Sakurajima is one of Japan's most active and closely monitored volcanoes; the latest ongoing eruptive phase started at 1955, with various periods of intensification (e.g. 2008) and decrease (2015). Scheduled forecasts are carried out by the Japanese Meteorological Agency (JMA) every 3 hours, however these are largely qualitative. The large population density on and around the volcano makes understanding and predicting the proximal deposition of ash a priority.

Proximal to the vent, ash fallout is known to be heavily affected by volcanological effects such as changes in the eruption dynamics and sedimentation regime, ash aggregation that can both enhance and impede the sedimentation of ash, as well as downwards propagating instabilites that arise from local differences in ash concentration. These effects act in tandem with the meteorological fields, atmospheric boundary layer effects and topography, with the final ash fallout patterns decided by the complex interplay of all these factors.

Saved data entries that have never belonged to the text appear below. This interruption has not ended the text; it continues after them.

PR #150, opened 2022-03-23
fix: Compatibility with cryptography 2.*

stepansergeevitch:
According to cryptograpy 3.1 changelog
```
**backend** arguments to functions are no longer required and the default backend will automatically be selected if no backend is provided.
```
In order to be compatible with cryptography 2.8, required by Redash, we should provide default backend as an argument

### DIFF
--- a/src/firebolt/common/token_storage.py
+++ b/src/firebolt/common/token_storage.py
@@ -9,6 +9,9 @@ from typing import Optional
 
 from appdirs import user_data_dir
 from cryptography.fernet import Fernet, InvalidToken
+from cryptography.hazmat.backends.openssl.backend import (
+    backend as ossl_backend,
+)
 from cryptography.hazmat.primitives import hashes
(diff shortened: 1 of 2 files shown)


src/firebolt/common/token_storage.py
```diff
@@ -114,6 +117,7 @@ def __init__(self, salt: str, username: str, password: str):
             salt=b64decode(salt),
             length=32,
             iterations=39000,
+            backend=ossl_backend,
```
ptiurin, line 120: Should we be using `default_backend()` function instead? At least that's what cryptography looks to suggest https://cryptography.io/en/3.1/hazmat/backends/#cryptography.hazmat.backends.default_backend

stepansergeevitch: Yeah, I think we can do this. I took an open ssl backen from current version implementation
https://github.com/pyca/cryptography/blob/36.0.x/src/cryptography/hazmat/primitives/kdf/pbkdf2.py#L52

ptiurin (approved):

PR #151, opened 2022-03-23
build: Downgrade the requirement for cryptography

ptiurin:
We can relax the requirement since we don't use any of the new functionality later versions offer. This will enable users with older requirements to be compatible.


yuryfirebolt (approved):

ptiurin:
Setting on hold, FOSSA found a security issue after all.

ptiurin:
Changing to 3.4 as it has the 2.8 vulnerability fixed. This is the lowest we can go according to the security scan.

Here we study proximal deposition of ash (within ~5km from the vent) using a combined modelling approach. FALL3D is used over very high resolution atmospheric modelling carried out with WRF-LES (down to 90m horizontal resolution), for two vulcanian eruptions (plume heights between 1-2km at ground level) that occured on the 2017.06.06 and 2017.10.01. Both days featured a heavily sheared atmosphere with winds changing from easterly (surface) to westerly (at a height of 2 and 5km respectively).

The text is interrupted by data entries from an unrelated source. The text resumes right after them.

PR #152, opened 2022-03-30
feat: Fir 12126 make engine parameter optional

stepansergeevitch:
Allow users to skip engine parameter. Get default engine url in this case.

### DIFF
--- a/src/firebolt/async_db/connection.py
+++ b/src/firebolt/async_db/connection.py
@@ -83,7 +83,6 @@ async def _get_database_default_engine_url(
     ) as client:
         try:
             account_id = await client.account_id
-            # Get database id by name
             response = await client.get(
                 url=ACCOUNT_ENGINE_URL_BY_DATABASE_NAME.format(account_id=account_id),
                 params={"database_name": database},
--- a/src/firebolt/async_db/connection.py
+++ b/src/firebolt/async_db/connection.py
@@ -50,10 +50,9 @@ async def _resolve_engine_url(
             )
             response.raise_for_status()
             engine_id = response.json()["engine_id"]["engine_id"]
-
             response = await client.get(
                 url=ACCOUNT_ENGINE_URL.format(
-                    account_id=(await client.account_id), engine_id=engine_id
+                    account_id=account_id, engine_id=engine_id
                 ),
             )
             response.raise_for_status()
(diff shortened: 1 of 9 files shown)


ptiurin:
Lgtm, just wondering if we can use `https://api.app.firebolt.io/core/v1/account/engines:getURLByDatabaseName` ? Looks like it returns a default engine url, without the extra steps.

stepansergeevitch:
> Lgtm, just wondering if we can use `https://api.app.firebolt.io/core/v1/account/engines:getURLByDatabaseName` ? Looks like it returns a default engine url, without the extra steps.

Oh, that actually seems to be much better, didn't see that endpoint. Will use this one

ptiurin (approved):
lgtm

src/firebolt/async_db/connection.py
```diff
@@ -136,7 +166,15 @@ async def connect_inner(
         # Mypy checks, this should never happen
         assert database is not None
 
-        if engine_name:
+        if not engine_name and not engine_url:
```
yuryfirebolt, line 169: Change the documentation on L153 to reflect the changes

src/firebolt/async_db/connection.py
```diff
@@ -65,17 +69,43 @@ async def _resolve_engine_url(
...
+            response.raise_for_status()
+            return response.json()["engine_url"]
+        except (
+            JSONDecodeError,
+            RequestError,
+            RuntimeError,
+            HTTPStatusError,
+            KeyError,
+        ) as e:
+            raise InterfaceError(f"Unable to retrieve default engine endpoint: {e}.")
```
yuryfirebolt, line 99: What if the real error is wrong credentials or expired/incorrect token?

yuryfirebolt (changes requested):

src/firebolt/async_db/connection.py
stepansergeevitch: Sure, we could also catch `AuthenticationError`

stepansergeevitch: On the other side, I think `AuthenticationError` is pretty representative itself, so I think we should just let it propagate further

yuryfirebolt (approved):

Initially a simulation was carried out for the 2017.06.06 event in order to estimate a grain size distribution based on deposition data. Simulations with a fixed grain size distribution were then carried out for the 2017.10.01 event in order to examine the sensivity of results to volcanological (plume model, eruption duration) and technical (meteorological data input time step, horizontal and vertical resolution) parameters.